The development of DT in healthcare found in this review is inspiring. The concept of DT is continuously evolving, along with emerging frameworks and standards. Various technologies can already be integrated into DT, and the applications of DT are also emerging, which greatly help personal health, disease treatment, and resource allocation. Currently, DT faces challenges in data exchange and processing. Acquiring human body data requires smaller sensors, while real-time data transmission and processing necessitate robust communication methods and powerful processing methods.
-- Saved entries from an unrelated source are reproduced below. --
PR #7023, opened 2017-02-03
Added default download path

### LINKED ISSUE #2110: General Settings: "Save my downloads here" setting
Functionality:
Providing a user-definable default downloads destination allows for a more efficient user work flow when downloading files. The default path is their downloads folder. This path can be changed by clicking on the pencil (edit) button. This opens a download location chooser dialog which is OS specific.

A toggle switch (off by default) allows the user to change the setting to ask them for the desired location upon each file download.

item label:
"Save my downloads here"

toggle switch label:
"Always ask me where to save files"

Download location sheet-dialog in Mac:
image

Spec image: (this issue in blue)
image

NejcZdovc:

Resolves #2110

## Auditors
@bradleyrichter @bsclifton

## Test Plan
- go to the preferences, general tab
- define your default download path
- toggle show dialog
- based on your settings, download dialog should be opened or not
- if you set to hide download dialog, files should be downloaded automatically to your default download path


NejcZdovc:
@bradleyrichter in #2110 you added pencil at the end of the input. Can you please provide an icon for it, if we will use it. For now I set input to read only and when you click on it, dialog is shown automatically.

NejcZdovc:
@bsclifton Sorry I added you as a review too soon. My mistake. This PR is not ready for a final review as you notice there is no test for this new feature. I added label `ready-for-review` so that @bradleyrichter can look through it and prepare icon for browse/edit. And yes I agree we need to have a browse/edit icon.

bradleyrichter:
@NejcZdovc SVG icon for the edit (pencil) button attached:


[browser_icon_pencil.svg.zip](https://github.com/brave/browser-laptop/files/765198/browser_icon_pencil.svg.zip)

bsclifton:
@NejcZdovc was this one done?

NejcZdovc:
@bsclifton I added test's as well, so we are ready for a review

app/browser/reducers/downloadsReducer.js
```diff
@@ -89,6 +92,18 @@ const downloadsReducer = (state, action) => {
...
       break
+    case appConstants.APP_DOWNLOAD_DEFAULT_PATH:
+      const focusedWindow = BrowserWindow.getFocusedWindow()
+
+      dialog.showOpenDialog(focusedWindow, {
+        defaultPath: app.getPath('downloads'),
+        properties: ['openDirectory']
+      }, (folder) => {
+        if (Array.isArray(folder) && fs.lstatSync(folder[0]).isDirectory()) {
+          appActions.changeSetting(settings.DOWNLOAD_DEFAULT_PATH, folder[0])
```
bsclifton: I think this is fine as-is... but it could be better as it's own discreet action (in the event that we'd like other reducers to be listening).  Perhaps an action like `defaultDownloadPathChanged`

NejcZdovc:
@bsclifton First of all sorry, I somehow over looked your second review.

I added hover color effect. Regarding the pointer I remember talking with @bradleyrichter about it for bookmark manager and he said that we should use only color hover and not a pointer. Bookmark manager for example don't have single pointer hover, only color hover. I agree that we should be consistent, so we need a guide line for it. 

For user select I suggest to add it after #7481 is merged, because I added aphrodite param for component `SettingItem`.

NejcZdovc:
Just for a reference, @bridiver added flag to handle "Save as" calls https://github.com/brave/muon/commit/de90c69d2a1432bedf8f43f4fa5498bcb56a4655

js/about/aboutActions.js
```diff
@@ -407,6 +407,15 @@ const aboutActions = {
       url: url,
       savePath: savePath
     })
+  },
+
+  /**
+   * Open dialog for default download path setting
+   */
+  defaultDownloadPath: function () {
```
bridiver: these no longer have to go in `aboutActions` and this file should be deprecated. Use `appActions` for now instead

bridiver:
this will need changes to correspond with my muon updates to correctly handle the prompt

js/about/aboutActions.js
NejcZdovc: Moved

NejcZdovc:
@bsclifton added save prompt for save as. Ready for a review

bsclifton:
An area we can improve (cc: @bradleyrichter): 

If I have a long path, it gets clipped
screen shot 2017-03-16 at 2 56 24 pm

It looks the exact same in Chrome though, so not a deal-breaker or anything... just an area we could do better 😄 
screen shot 2017-03-16 at 2 57 51 pm

PR #7039, opened 2017-02-03
Focus webview when ESC pressed on UrlBar

### LINKED ISSUE #3248: Make pressing Esc in address-bar return focus to viewport (Enhancement)
Yes

If the address-bar has focus, there is no way to switch focus to the viewport by using the keyboard.

**Expected behavior:**
In Firefox, pressing Esc eventually returns focus to the viewport.

This is also the case in Opera.

In Chrome, there is a workaround using Cmd+P to open the Print dialog and then pressing Esc to close it, but that doesn't work in Brave.
- Brave Version: 0.11.5
- Steps to reproduce:
  1. Open a page
  2. Switch focus to the address bar by pressing Cmd+L
  3. Try to return focus to the viewport by pressing Esc several times
  4. Try to return focus to the viewport by pressing Tab

Expected: Focus is returned to the viewport after 1-3 presses of Esc or Tab

Actual: Focus remains in address-bar

**Possibly related issues:**
#2920, #2914, #3057

michalbe:
Fixes #3248

Test Plan:
  - Focus the URL bar
  - Press `ESC`
  - notice the focus returned to the webview

### DIFF
--- a/app/renderer/components/urlBar.js
+++ b/app/renderer/components/urlBar.js
@@ -7,6 +7,7 @@ const urlParse = require('../../common/urlParse')
 
 const ImmutableComponent = require('../../../js/components/immutableComponent')
 const windowActions = require('../../../js/actions/windowActions')
+const webviewActions = require('../../../js/actions/webviewActions')
 const appActions = require('../../../js/actions/appActions')
 const KeyCodes = require('../../common/constants/keyCodes')
 const cx = require('../../../js/lib/classSet')
@@ -335,9 +336,11 @@ class UrlBar extends ImmutableComponent {
 
   onKeyUp (e) {
     switch (e.keyCode) {
+      case KeyCodes.ESC:
+        webviewActions.setWebviewFocused()
+        return
       case KeyCodes.UP:
       case KeyCodes.DOWN:
-      case KeyCodes.ESC:
         return
     }
     if (this.isSelected()) {


bbondy:
Sorry this is not the correct behaviour and would diverge us from how all other browsers work. We're all about being different for our differentiators, but for standard UX things that people expect to work one way, and have trained themselves to think they should work that way, we shouldn't diverge.  In particular browser users often press esc to clear what they are typing and revert the URL text to the previous one.

michalbe:
@bbondy I understand your point and it makes perfect sense to me, but I think things like this should be pointed out in the original issue spec (in #3248) before it was marked as `good-first-bug` and `feature request` half a year ago. There's 1.8k+ opened issues and it's hard for non-employees to follow your vision of the project when those tasks are not triaged properly. Anyway - I'm impressed with how Brave is growing, I love what you guys are doing and I hope sooner or later I will find an issue that's valid and properly scoped :). Thanks, and have a nice weekend.

bbondy:
@michalbe definitely, and I'm sorry you had to spend time on it and we didn't realize it earlier. I don't have full visibility over all issues but we try to do our best to catch things at the issue level.  Most issues are fine that are open, but feel free to hit me up to make 100% sure in the issue if you do another.  Thanks for taking the time to contribute and sorry we dropped the ball on this one.

PR #7077, opened 2017-02-04
String change for overdue contributions

da2x:
The word “next” is redundant as we’re talking about the present.


bradleyrichter:
I approve. And agree!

The increasing prevalence of 5G communication, IoT technology, and AI will be crucial in future healthcare DT research. The COVID-19 pandemic has demonstrated the need for greater emphasis on intelligent healthcare to address potential future epidemics effectively. The governments of all countries should actively implement policies to promote the development of DT in healthcare and establish regulations to define data collection boundaries, ensure data security, and protect public privacy.